======== GIVEN INFORMATION

PR #972, opened 2023-10-08
improve(inventory-manager): Check ERC20 balance before submitting cross chain bridge

nicholaspai:
The  `TokenClient` fetches ERC20 balances for the relayer prior to carrying out Relayer duties. This means that there could be a multiple minute delay between balances between fetched and the inventory 
manager executing, exposing the relayer to the risk of sending a duplicate rebalance.

This PR adds a simple check for the ERC20 balance as close to sending the inventory rebalance as possible. The downside is a slower inventory manager run, which is mitigated by a side effect of allowing the bot-runner to refactor the inventory manager out of the relayer. This can be done by setting the new environment variable `SKIP_RELAYS` which will skip the relayer portion of the `relayer/index.ts` run.

Fixes ACX1595

### DIFF
--- a/src/clients/InventoryClient.ts
+++ b/src/clients/InventoryClient.ts
@@ -318,7 +318,7 @@ export class InventoryClient {
         // balance then this logic ensures that we only fill the first n number of chains where we can.
         if (amount.lt(balance)) {
           // As a precautionary step before proceeding, check that the token balance for the token we're about to send
-          // hasn't changed on L1. It's possible its changed since we updated the inventory due to one or more of the 
+          // hasn't changed on L1. It's possible its changed since we updated the inventory due to one or more of the
           // RPC's returning slowly.
           const expectedBalance = this.tokenClient.getBalance(1, l1Token);
           const tokenContract = new Contract(l1Token, ERC20.abi, this.hubPoolClient.hubPool.signer);
@@ -326,24 +326,25 @@ export class InventoryClient {
           if (!expectedBalance.eq(currentBalance)) {
             this.logger.warn({
               at: "InventoryClient",
-              message: `🚧 Token balance in relayer on Ethereum changed before sending cross chain transfer, skipping rebalance`,
+              message:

================

Each line of the data has to be written out exactly as it appears.

PR #972, opened 2023-10-08
improve(inventory-manager): Check ERC20 balance before submitting cross chain bridge

nicholaspai:
The  `TokenClient` fetches ERC20 balances for the relayer prior to carrying out Relayer duties. This means that there could be a multiple minute delay between balances between fetched and the inventory 
manager executing, exposing the relayer to the risk of sending a duplicate rebalance.

This PR adds a simple check for the ERC20 balance as close to sending the inventory rebalance as possible. The downside is a slower inventory manager run, which is mitigated by a side effect of allowing the bot-runner to refactor the inventory manager out of the relayer. This can be done by setting the new environment variable `SKIP_RELAYS` which will skip the relayer portion of the `relayer/index.ts` run.

Fixes ACX1595

### DIFF
--- a/src/clients/InventoryClient.ts
+++ b/src/clients/InventoryClient.ts
@@ -318,7 +318,7 @@ export class InventoryClient {
         // balance then this logic ensures that we only fill the first n number of chains where we can.
         if (amount.lt(balance)) {
           // As a precautionary step before proceeding, check that the token balance for the token we're about to send
-          // hasn't changed on L1. It's possible its changed since we updated the inventory due to one or more of the 
+          // hasn't changed on L1. It's possible its changed since we updated the inventory due to one or more of the
           // RPC's returning slowly.
           const expectedBalance = this.tokenClient.getBalance(1, l1Token);
           const tokenContract = new Contract(l1Token, ERC20.abi, this.hubPoolClient.hubPool.signer);
@@ -326,24 +326,25 @@ export class InventoryClient {
           if (!expectedBalance.eq(currentBalance)) {
             this.logger.warn({
               at: "InventoryClient",
-              message: `🚧 Token balance in relayer on Ethereum changed before sending cross chain transfer, skipping rebalance`,
+              message:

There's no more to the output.